**Problem statement:** After locating the line with "With my change" in the data that follows, return it and every later line exactly, up to and including the line with "That's fine, just make sure travis builds ok.".
(Beginning of Stored data)
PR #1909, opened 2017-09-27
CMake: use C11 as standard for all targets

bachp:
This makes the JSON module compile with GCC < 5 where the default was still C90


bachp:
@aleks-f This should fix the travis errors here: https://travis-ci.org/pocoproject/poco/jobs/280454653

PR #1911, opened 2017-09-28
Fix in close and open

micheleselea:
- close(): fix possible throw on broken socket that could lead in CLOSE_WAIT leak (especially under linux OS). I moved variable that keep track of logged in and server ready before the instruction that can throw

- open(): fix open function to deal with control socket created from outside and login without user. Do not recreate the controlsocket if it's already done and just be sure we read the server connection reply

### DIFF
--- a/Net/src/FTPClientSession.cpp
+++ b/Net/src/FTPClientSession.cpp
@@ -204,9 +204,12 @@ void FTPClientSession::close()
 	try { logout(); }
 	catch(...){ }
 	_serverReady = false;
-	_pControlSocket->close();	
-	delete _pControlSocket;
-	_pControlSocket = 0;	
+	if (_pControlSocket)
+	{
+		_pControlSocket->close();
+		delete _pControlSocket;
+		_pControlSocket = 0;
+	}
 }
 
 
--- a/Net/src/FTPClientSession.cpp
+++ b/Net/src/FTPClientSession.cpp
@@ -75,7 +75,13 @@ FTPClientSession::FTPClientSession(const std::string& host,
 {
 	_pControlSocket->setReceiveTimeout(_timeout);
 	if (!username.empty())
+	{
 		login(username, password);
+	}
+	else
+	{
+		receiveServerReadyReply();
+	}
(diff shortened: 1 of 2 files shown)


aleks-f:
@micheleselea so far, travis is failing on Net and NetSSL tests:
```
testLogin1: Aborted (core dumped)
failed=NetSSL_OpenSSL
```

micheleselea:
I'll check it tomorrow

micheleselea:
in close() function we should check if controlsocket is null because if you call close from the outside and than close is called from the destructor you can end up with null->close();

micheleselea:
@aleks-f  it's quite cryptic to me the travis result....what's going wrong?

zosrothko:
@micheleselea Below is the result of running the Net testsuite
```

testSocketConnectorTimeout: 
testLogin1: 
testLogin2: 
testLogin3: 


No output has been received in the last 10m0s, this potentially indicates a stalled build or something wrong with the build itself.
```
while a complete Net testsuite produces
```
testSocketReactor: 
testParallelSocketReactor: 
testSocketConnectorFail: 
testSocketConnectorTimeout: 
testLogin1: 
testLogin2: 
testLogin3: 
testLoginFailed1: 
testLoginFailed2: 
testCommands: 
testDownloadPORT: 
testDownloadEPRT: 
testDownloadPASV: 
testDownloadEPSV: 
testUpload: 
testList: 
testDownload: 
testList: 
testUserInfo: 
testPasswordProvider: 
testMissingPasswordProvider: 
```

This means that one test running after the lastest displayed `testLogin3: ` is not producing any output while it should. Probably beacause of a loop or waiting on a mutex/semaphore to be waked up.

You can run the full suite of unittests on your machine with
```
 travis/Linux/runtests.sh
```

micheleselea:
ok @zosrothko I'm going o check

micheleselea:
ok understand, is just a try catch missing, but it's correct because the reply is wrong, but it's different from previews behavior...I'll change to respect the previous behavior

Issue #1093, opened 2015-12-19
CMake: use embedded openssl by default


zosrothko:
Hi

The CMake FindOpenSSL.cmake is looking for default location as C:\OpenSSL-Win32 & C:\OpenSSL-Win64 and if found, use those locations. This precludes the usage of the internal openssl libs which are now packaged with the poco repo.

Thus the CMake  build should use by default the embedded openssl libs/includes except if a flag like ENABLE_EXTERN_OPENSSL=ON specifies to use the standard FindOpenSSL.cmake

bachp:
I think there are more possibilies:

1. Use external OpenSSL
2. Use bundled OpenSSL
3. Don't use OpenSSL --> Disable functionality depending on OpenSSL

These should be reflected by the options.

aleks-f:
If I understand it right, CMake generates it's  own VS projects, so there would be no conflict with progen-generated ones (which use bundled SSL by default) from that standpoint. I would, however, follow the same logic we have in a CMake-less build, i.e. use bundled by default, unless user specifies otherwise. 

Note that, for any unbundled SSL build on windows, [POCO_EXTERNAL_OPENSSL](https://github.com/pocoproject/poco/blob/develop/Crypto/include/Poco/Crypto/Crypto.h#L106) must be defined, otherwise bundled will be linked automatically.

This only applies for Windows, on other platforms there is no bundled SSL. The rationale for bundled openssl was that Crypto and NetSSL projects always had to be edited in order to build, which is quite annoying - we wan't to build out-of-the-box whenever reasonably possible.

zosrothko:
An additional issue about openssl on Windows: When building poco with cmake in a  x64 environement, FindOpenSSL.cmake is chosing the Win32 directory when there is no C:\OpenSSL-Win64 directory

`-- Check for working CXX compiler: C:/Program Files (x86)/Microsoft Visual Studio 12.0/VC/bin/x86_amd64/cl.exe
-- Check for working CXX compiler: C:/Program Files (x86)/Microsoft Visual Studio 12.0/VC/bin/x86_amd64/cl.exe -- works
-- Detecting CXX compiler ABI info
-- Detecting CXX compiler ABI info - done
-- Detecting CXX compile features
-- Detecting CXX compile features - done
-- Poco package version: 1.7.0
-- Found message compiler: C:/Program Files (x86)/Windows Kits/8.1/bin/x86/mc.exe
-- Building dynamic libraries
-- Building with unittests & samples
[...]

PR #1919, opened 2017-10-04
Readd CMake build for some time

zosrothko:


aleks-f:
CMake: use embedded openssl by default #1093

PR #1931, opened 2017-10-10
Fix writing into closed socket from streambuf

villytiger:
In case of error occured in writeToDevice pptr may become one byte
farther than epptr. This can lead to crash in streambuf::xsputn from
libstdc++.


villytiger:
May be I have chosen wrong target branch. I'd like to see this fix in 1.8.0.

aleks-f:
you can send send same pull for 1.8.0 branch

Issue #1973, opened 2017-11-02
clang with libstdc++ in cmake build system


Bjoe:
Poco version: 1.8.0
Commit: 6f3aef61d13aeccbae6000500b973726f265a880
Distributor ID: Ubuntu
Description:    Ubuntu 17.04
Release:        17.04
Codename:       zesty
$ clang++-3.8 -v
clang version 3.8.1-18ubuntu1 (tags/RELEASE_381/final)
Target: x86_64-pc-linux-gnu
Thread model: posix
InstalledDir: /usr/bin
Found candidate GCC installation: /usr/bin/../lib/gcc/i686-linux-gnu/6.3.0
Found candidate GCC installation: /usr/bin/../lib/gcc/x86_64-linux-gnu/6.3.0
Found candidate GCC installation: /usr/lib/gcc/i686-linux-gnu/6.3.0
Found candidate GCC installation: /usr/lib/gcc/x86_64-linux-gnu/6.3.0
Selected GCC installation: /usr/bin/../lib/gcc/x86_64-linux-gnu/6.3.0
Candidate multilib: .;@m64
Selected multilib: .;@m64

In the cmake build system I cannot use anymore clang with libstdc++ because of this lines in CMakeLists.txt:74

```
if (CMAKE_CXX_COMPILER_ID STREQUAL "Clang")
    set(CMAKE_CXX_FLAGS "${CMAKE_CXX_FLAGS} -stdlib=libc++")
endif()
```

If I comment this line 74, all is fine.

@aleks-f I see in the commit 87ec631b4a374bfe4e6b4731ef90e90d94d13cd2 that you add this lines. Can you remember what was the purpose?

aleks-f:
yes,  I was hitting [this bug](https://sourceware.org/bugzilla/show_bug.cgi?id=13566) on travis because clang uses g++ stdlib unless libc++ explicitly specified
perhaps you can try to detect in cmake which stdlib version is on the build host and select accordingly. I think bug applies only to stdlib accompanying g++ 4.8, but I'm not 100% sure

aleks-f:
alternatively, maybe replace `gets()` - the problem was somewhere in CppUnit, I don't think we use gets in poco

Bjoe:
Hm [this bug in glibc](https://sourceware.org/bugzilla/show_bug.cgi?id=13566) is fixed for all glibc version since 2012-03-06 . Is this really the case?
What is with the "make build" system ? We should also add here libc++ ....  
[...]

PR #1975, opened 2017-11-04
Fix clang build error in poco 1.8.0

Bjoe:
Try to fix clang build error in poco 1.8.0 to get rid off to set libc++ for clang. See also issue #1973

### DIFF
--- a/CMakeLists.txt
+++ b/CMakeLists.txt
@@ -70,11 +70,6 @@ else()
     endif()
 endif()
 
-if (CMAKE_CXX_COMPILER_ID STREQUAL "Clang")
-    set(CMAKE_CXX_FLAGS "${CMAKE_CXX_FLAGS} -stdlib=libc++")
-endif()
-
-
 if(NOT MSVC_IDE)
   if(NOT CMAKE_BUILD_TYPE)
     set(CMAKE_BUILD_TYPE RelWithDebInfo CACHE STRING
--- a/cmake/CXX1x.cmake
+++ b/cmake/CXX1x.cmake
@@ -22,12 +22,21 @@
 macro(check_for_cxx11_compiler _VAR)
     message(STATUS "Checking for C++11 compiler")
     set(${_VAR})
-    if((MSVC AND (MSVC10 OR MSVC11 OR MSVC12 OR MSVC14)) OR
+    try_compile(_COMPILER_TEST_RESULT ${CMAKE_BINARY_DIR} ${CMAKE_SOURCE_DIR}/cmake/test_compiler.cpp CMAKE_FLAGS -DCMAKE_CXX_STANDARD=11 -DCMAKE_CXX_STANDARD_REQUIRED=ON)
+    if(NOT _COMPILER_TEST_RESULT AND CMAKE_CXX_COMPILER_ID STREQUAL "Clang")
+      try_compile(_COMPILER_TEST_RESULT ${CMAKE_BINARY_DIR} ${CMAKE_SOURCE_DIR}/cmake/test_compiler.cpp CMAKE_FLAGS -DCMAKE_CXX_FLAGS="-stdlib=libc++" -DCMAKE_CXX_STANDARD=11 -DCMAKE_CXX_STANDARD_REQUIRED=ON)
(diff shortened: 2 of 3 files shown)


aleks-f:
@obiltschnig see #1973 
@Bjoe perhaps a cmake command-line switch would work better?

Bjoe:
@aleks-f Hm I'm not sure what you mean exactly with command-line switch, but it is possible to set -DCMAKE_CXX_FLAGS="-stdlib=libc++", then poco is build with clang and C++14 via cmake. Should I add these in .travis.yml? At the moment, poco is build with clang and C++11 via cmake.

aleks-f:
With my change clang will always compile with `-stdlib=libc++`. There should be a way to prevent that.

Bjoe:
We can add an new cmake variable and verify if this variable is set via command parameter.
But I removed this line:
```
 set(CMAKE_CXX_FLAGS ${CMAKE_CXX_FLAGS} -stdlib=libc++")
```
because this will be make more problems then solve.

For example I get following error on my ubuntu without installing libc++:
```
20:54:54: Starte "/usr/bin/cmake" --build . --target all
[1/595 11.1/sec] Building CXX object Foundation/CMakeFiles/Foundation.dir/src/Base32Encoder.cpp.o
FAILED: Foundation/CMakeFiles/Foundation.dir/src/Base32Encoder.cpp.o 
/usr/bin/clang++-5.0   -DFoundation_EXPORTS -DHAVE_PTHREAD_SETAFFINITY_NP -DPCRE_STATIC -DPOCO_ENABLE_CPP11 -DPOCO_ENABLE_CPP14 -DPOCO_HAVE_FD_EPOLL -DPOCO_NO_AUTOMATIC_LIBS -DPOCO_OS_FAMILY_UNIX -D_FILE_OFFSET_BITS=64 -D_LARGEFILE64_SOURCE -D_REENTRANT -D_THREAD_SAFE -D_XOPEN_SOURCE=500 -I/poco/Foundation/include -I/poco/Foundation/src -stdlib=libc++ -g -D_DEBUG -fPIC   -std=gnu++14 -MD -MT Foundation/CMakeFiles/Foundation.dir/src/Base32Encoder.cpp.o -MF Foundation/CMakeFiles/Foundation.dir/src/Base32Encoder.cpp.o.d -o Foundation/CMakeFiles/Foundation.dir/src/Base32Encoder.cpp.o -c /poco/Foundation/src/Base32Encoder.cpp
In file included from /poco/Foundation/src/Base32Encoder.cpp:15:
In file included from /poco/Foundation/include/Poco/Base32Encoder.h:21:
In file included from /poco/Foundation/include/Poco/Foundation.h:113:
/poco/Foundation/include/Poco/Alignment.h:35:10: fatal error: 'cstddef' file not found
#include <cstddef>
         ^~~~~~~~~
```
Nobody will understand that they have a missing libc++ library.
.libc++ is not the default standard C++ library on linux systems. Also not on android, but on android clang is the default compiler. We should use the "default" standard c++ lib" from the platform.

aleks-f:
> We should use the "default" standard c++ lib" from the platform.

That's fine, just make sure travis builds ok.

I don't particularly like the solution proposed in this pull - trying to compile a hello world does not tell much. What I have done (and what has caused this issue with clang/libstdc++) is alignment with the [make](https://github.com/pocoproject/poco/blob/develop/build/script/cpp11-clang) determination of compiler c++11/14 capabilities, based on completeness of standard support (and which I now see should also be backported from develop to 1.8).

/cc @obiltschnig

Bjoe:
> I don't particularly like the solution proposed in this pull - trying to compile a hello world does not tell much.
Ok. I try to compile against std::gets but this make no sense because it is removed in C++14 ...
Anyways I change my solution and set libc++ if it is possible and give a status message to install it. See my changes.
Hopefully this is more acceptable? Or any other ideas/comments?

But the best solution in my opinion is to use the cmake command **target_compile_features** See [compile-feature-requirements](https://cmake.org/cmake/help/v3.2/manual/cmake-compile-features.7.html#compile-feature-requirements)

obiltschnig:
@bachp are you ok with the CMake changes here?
(End of Stored data)
**Task answer:**
With my change clang will always compile with `-stdlib=libc++`. There should be a way to prevent that.

Bjoe:
We can add an new cmake variable and verify if this variable is set via command parameter.
But I removed this line:
```
 set(CMAKE_CXX_FLAGS ${CMAKE_CXX_FLAGS} -stdlib=libc++")
```
because this will be make more problems then solve.

For example I get following error on my ubuntu without installing libc++:
```
20:54:54: Starte "/usr/bin/cmake" --build . --target all
[1/595 11.1/sec] Building CXX object Foundation/CMakeFiles/Foundation.dir/src/Base32Encoder.cpp.o
FAILED: Foundation/CMakeFiles/Foundation.dir/src/Base32Encoder.cpp.o 
/usr/bin/clang++-5.0   -DFoundation_EXPORTS -DHAVE_PTHREAD_SETAFFINITY_NP -DPCRE_STATIC -DPOCO_ENABLE_CPP11 -DPOCO_ENABLE_CPP14 -DPOCO_HAVE_FD_EPOLL -DPOCO_NO_AUTOMATIC_LIBS -DPOCO_OS_FAMILY_UNIX -D_FILE_OFFSET_BITS=64 -D_LARGEFILE64_SOURCE -D_REENTRANT -D_THREAD_SAFE -D_XOPEN_SOURCE=500 -I/poco/Foundation/include -I/poco/Foundation/src -stdlib=libc++ -g -D_DEBUG -fPIC   -std=gnu++14 -MD -MT Foundation/CMakeFiles/Foundation.dir/src/Base32Encoder.cpp.o -MF Foundation/CMakeFiles/Foundation.dir/src/Base32Encoder.cpp.o.d -o Foundation/CMakeFiles/Foundation.dir/src/Base32Encoder.cpp.o -c /poco/Foundation/src/Base32Encoder.cpp
In file included from /poco/Foundation/src/Base32Encoder.cpp:15:
In file included from /poco/Foundation/include/Poco/Base32Encoder.h:21:
In file included from /poco/Foundation/include/Poco/Foundation.h:113:
/poco/Foundation/include/Poco/Alignment.h:35:10: fatal error: 'cstddef' file not found
#include <cstddef>
         ^~~~~~~~~
```
Nobody will understand that they have a missing libc++ library.
.libc++ is not the default standard C++ library on linux systems. Also not on android, but on android clang is the default compiler. We should use the "default" standard c++ lib" from the platform.

aleks-f:
> We should use the "default" standard c++ lib" from the platform.

That's fine, just make sure travis builds ok.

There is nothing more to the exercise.